Page 1 of 1

Out of memory error in converting docx to html

PostPosted: Fri Dec 20, 2013 1:14 am
by sswelling
We are facing out of memory : Java heap space error while converting docx to html when the document size goes above 300KB and the server hangs. We don't have control on the server parameters.

Code is given below. Would be helpful if there are any solutions.

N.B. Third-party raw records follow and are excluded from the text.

PR #145, opened 2021-03-08
Release 0.8.0

rbradford:

### DIFF
--- a/CHANGELOG.md
+++ b/CHANGELOG.md
@@ -1,3 +1,14 @@
+# v0.8.0
+
+## Added
+- Support for specifying VM type (an opaque platform and architecture specific
+  constant) when creating a VM (`KVM_CREATE_VM` ioctl) via the
+`Kvm::create_vm_with_type` function.
+
+## Changed
+- Now depends on kvm-bindings >=0.4.0 to support use of a newer vmm-sys-utils
+  dependency.
+
 # v0.7.0
 
 ## Added
--- a/Cargo.toml
+++ b/Cargo.toml
@@ -1,6 +1,6 @@
 [package]
 name = "kvm-ioctls"
-version = "0.7.0"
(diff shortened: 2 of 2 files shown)


andreeaflorescu:
@rbradford I was thinking we can first publish kvm-bindings v0.4.0 and then relax this dependency. As you pointed out in your previous PR, it is a bit strange to use a fixed dependency that points to a previous release. What do you say?

rbradford:
> @rbradford I was thinking we can first publish kvm-bindings v0.4.0 and then relax this dependency. As you pointed out in your previous PR, it is a bit strange to use a fixed dependency that points to a previous release. What do you say?

It would still need to be `>=0.4.0` as we don't anyone to every try it with 0.3.1 as it won't work.

andreeaflorescu:
> > @rbradford I was thinking we can first publish kvm-bindings v0.4.0 and then relax this dependency. As you pointed out in your previous PR, it is a bit strange to use a fixed dependency that points to a previous release. What do you say?
> 
> It would still need to be `>=0.4.0` as we don't anyone to every try it with 0.3.1 as it won't work.

Yes. We would need to update the `Cargo.toml` of kvm-ioctls as well.

rbradford:
kvm-bindings release PR: https://github.com/rust-vmm/kvm-bindings/pull/33 this will mean that the cloud-hypervisor & firecracker forks will need to be updated to have that newer version number.

andreeaflorescu:
I've published the new version of kvm-bindings.

rbradford:
> I've published the new version of kvm-bindings.

Thanks @andreeaflorescu this PR is updated.

andreeaflorescu (approved):

lauralt (approved):

alxiord (approved):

// Convert .docx file to html file and return .html file as File Object
public File convertDocxToHtml(File inputFile)
{
//String str=inputFile.getName().replace(".", " ");
String inputfilepath = inputFile.getAbsolutePath();
int index = inputFile.getName().indexOf(".");
String outputfilepath = tempDir + "\\"+inputFile.getName().substring(0, index)+".html";
File outputFile = null ;
try
{
//XHTMLImporter.setHyperlinkStyle("Hyperlink");
if (inputfilepath.endsWith("docx"))
{
WordprocessingMLPackage docx = WordprocessingMLPackage.load(new File(inputfilepath));
AbstractHtmlExporter exporter = new HtmlExporterNG2();

OutputStream os = new java.io.FileOutputStream(outputfilepath);

HtmlSettings htmlSettings = new HtmlSettings();
htmlSettings.setImageDirPath(outputfilepath + "_Images");
htmlSettings.setImageTargetUri(outputfilepath.substring(inputfilepath.lastIndexOf("\\") + 1) + "_Images");

javax.xml.transform.stream.StreamResult result = new javax.xml.transform.stream.StreamResult(os);
exporter.html(docx, result, htmlSettings);

StringBuilder stringBuilder = new StringBuilder();

outputFile = new File(outputfilepath);
// get the StringBuilder class from input file
stringBuilder = this.getFileContents(outputFile);
//stringBuilder = stringBuilder.replace(stringBuilder.indexOf("<style>"),stringBuilder.indexOf("</style>")+8 , "");
//String htmlPage = stringBuilder.toString().replaceAll("%0A ", "");
String htmlPage = stringBuilder.toString().replaceAll("%0A ", "");
stringBuilder=null;
String htmlPage1 = htmlPage.replaceAll("height: 5mm;", "height: auto;");
FileUtils.writeStringToFile(new File(outputfilepath), htmlPage1);
}
else
{
LOGGER.error(" Error : ConvertDocxToHTML.java convertDocxToHtml(File inputFile) : Extenssion is Other than .docx");
}
}
catch (Exception e)
{
e.printStackTrace();
LOGGER.error(" Error : ConvertDocxToHTML.java convertDocxToHtml(File inputFile) : "+ e.getMessage());
}

return outputFile;
}

Re: Out of memory error in converting docx to html

PostPosted: Fri Dec 20, 2013 8:52 am
by jason
sswelling wrote:We don't have control on the server parameters.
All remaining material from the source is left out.